Start of Block
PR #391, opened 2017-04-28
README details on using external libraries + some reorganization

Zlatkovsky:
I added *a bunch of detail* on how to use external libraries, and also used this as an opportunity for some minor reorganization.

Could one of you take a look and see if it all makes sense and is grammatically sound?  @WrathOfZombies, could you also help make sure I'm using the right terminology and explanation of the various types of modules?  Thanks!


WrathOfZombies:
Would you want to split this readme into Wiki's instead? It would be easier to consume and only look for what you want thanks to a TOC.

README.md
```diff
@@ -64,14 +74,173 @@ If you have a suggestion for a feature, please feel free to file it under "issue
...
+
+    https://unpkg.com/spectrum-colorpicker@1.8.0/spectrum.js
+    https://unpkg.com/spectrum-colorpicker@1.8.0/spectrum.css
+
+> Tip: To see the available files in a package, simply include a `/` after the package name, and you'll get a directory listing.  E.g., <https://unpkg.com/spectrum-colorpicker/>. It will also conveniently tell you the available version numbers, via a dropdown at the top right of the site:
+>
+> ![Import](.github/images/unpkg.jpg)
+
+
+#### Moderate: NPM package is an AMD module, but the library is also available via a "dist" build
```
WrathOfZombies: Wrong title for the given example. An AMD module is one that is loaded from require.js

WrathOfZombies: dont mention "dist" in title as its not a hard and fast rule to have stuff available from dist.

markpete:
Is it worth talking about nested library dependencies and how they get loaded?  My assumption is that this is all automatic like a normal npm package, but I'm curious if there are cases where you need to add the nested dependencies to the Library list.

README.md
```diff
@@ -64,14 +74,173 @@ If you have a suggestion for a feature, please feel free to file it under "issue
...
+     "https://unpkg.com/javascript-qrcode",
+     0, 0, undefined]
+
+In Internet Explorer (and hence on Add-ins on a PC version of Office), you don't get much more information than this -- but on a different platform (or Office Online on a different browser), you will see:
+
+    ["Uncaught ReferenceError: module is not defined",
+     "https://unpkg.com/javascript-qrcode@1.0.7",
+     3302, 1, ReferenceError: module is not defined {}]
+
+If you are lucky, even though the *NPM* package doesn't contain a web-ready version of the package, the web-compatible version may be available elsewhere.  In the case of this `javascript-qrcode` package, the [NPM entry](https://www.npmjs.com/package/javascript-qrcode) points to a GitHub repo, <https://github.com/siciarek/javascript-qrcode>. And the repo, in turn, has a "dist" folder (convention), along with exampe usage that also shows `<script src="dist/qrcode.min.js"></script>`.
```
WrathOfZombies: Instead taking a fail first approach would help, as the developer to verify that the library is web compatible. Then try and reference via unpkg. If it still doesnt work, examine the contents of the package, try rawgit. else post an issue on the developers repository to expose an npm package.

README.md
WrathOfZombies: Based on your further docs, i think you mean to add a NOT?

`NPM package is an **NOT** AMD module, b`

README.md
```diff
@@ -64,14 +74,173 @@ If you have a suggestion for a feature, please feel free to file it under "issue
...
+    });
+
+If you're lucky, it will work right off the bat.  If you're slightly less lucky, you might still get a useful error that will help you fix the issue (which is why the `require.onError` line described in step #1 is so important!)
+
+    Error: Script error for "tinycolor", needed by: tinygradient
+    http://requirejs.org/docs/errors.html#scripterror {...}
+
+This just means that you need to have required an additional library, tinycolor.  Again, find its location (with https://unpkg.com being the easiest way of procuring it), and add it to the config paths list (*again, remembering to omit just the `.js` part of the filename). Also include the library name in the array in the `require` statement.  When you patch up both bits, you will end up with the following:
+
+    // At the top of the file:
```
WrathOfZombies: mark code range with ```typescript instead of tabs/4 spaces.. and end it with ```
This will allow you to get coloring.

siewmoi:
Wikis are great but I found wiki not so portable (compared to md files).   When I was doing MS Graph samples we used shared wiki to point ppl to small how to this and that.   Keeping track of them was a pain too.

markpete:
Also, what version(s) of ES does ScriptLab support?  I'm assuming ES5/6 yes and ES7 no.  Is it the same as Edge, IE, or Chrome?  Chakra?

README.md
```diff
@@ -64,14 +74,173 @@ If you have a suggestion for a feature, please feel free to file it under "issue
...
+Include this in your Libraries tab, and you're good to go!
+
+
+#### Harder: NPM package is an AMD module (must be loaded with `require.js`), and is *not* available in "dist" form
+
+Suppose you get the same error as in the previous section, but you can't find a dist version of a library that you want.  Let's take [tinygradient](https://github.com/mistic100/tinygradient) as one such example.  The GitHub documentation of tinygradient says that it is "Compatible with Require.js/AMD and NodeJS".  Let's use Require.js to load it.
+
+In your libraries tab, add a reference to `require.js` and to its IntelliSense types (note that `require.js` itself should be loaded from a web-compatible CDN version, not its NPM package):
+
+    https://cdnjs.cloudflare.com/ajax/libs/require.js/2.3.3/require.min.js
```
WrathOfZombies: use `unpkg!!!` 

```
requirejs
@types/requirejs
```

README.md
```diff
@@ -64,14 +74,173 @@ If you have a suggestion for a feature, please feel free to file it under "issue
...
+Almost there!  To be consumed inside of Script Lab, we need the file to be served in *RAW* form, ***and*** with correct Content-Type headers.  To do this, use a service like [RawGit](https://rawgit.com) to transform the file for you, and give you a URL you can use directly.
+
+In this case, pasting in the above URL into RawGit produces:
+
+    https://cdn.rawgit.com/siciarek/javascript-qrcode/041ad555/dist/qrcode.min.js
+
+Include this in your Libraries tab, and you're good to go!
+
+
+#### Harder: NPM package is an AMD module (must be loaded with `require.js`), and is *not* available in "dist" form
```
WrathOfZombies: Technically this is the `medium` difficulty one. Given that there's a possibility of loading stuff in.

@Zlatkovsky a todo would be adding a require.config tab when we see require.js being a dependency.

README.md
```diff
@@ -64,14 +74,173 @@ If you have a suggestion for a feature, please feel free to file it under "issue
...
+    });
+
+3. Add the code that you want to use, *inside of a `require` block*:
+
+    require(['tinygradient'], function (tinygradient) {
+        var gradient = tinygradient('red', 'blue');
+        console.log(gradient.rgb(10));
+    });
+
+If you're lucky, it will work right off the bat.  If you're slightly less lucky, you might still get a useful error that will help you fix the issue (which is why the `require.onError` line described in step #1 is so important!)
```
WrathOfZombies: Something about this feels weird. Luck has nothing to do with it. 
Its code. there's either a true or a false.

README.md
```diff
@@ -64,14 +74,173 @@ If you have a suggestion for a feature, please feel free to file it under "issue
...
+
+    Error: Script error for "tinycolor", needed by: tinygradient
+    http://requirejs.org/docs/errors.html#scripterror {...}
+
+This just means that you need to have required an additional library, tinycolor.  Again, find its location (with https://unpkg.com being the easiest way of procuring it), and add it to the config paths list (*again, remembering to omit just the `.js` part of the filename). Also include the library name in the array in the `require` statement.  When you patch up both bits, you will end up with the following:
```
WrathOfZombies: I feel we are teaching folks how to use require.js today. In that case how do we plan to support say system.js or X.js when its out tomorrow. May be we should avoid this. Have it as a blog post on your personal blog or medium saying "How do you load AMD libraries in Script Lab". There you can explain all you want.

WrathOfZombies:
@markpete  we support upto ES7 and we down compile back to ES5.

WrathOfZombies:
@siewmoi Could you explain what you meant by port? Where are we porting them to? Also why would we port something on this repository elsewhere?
End of Block
**YOUR TASK**
For the records given here, say how many lines hold the string "ReferenceError", with no further words.

**EXPECTED OUTPUT**
2